Data for analysis:

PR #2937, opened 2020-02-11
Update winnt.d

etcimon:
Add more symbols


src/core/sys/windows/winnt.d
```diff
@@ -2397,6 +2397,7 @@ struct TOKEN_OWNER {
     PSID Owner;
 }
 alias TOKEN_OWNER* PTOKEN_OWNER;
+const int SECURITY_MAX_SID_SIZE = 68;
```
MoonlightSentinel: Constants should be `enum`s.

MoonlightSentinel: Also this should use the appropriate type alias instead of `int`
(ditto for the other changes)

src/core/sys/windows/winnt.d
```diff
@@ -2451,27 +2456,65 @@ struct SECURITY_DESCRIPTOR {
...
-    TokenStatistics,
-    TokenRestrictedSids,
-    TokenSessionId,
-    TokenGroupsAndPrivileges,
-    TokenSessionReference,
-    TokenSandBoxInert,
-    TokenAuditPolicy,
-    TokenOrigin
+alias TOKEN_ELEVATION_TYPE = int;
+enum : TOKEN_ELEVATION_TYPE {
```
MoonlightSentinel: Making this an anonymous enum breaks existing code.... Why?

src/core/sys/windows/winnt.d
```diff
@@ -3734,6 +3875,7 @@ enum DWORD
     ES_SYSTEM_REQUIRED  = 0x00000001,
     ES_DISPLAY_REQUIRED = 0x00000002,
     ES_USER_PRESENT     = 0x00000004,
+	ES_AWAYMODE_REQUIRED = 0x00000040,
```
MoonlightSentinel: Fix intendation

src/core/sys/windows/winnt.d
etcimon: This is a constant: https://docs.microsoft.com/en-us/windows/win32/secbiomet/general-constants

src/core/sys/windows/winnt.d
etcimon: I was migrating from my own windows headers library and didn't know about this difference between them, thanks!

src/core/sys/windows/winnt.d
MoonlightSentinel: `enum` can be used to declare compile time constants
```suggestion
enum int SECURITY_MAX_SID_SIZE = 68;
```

==

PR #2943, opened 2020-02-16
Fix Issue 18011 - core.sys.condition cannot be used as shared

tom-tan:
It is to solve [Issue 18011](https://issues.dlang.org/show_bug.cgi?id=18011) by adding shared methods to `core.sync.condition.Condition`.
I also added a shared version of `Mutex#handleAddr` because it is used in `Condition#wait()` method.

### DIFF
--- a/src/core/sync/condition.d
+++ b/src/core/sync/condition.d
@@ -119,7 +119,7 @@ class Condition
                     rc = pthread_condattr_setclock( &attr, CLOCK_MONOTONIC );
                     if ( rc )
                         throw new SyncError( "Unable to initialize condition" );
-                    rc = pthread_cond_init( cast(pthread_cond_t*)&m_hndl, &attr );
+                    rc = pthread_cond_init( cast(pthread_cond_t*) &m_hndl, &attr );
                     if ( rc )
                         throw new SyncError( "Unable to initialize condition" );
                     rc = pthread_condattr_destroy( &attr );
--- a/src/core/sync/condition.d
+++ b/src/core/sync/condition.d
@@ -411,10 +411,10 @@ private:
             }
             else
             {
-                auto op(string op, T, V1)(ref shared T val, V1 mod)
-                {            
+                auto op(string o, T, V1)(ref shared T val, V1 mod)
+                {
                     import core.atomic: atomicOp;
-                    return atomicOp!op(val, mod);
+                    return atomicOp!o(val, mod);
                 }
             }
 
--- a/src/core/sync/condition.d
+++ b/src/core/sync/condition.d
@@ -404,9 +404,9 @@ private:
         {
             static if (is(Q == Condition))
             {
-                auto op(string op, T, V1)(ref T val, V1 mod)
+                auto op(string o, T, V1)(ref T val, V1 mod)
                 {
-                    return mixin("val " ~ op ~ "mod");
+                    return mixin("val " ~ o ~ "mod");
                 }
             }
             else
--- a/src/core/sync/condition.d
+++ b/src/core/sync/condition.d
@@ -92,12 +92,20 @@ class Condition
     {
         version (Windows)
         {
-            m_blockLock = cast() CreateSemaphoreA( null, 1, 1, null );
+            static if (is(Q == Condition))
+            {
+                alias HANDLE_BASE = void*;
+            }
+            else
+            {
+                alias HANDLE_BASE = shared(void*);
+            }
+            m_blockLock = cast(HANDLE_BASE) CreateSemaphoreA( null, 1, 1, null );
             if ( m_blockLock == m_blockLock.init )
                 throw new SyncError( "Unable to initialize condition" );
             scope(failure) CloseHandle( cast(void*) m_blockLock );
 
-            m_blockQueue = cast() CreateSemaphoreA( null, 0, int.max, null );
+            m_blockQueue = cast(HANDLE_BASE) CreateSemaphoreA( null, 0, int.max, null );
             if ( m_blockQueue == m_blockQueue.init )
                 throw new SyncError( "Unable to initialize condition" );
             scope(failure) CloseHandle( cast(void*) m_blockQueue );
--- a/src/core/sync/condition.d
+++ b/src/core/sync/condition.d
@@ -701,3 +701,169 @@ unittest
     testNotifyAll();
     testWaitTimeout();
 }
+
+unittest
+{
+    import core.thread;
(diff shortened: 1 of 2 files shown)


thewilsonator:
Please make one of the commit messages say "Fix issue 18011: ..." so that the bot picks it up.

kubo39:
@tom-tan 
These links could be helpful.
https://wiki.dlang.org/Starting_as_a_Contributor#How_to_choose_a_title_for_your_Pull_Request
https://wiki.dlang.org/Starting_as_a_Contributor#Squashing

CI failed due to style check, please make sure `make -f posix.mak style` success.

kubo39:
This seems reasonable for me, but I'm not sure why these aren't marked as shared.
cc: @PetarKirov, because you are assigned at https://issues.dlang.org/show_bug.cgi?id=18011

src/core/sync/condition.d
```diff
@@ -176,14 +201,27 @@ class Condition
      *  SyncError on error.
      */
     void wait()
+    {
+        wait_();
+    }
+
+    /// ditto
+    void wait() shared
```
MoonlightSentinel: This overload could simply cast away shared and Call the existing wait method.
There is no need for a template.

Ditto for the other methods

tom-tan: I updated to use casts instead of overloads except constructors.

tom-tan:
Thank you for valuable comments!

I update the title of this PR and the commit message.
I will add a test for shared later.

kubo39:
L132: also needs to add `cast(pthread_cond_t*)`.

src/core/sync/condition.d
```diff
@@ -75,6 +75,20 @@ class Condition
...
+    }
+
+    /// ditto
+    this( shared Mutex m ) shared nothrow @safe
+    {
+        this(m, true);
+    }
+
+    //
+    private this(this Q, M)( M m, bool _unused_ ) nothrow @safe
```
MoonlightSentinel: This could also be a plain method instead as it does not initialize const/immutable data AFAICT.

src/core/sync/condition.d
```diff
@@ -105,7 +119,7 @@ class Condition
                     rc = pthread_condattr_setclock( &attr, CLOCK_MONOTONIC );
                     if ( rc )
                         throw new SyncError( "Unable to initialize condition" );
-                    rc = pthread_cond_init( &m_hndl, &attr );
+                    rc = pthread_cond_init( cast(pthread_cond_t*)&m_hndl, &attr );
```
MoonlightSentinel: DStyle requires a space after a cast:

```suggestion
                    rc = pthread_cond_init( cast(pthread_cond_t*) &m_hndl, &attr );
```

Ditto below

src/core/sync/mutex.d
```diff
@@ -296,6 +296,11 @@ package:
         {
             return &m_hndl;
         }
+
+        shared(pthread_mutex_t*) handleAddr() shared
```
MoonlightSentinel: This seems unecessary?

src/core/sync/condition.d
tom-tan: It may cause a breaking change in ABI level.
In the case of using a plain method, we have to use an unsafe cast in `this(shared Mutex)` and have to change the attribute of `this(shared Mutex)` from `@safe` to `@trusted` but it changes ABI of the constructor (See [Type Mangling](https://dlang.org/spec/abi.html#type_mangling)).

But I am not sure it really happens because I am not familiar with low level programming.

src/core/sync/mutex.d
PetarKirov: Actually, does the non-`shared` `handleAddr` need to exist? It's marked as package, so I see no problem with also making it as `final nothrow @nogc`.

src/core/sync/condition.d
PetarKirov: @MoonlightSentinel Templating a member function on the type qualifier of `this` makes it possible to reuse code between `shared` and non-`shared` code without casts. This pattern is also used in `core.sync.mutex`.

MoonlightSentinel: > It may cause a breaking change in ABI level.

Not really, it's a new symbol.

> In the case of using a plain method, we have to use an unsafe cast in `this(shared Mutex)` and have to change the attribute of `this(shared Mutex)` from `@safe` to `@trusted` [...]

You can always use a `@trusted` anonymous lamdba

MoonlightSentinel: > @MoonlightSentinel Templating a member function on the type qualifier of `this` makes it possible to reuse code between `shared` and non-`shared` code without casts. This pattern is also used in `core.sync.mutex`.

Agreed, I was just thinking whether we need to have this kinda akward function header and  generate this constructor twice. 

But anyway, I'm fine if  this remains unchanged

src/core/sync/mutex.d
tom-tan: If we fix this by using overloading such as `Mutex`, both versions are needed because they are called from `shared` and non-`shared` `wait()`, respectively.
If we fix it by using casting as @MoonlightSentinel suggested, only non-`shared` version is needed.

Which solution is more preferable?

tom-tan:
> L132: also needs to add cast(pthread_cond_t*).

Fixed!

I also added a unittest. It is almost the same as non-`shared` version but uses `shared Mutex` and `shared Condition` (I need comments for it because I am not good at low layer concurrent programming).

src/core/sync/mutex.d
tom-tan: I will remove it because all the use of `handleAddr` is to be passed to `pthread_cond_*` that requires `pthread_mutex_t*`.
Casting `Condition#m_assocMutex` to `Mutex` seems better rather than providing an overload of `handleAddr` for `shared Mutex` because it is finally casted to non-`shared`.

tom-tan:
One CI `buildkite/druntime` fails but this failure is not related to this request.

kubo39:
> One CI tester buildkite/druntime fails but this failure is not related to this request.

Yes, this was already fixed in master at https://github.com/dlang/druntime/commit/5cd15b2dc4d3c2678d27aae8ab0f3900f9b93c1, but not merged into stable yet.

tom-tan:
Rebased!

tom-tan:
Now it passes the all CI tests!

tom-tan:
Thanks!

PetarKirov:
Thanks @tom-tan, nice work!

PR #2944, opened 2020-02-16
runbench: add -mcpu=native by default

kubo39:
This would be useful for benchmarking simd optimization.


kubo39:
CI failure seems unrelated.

What is being asked: Of all the lines in the data above, show only those that hold the word "programming".

Solution for this exercise:
But I am not sure it really happens because I am not familiar with low level programming.
I also added a unittest. It is almost the same as non-`shared` version but uses `shared Mutex` and `shared Condition` (I need comments for it because I am not good at low layer concurrent programming).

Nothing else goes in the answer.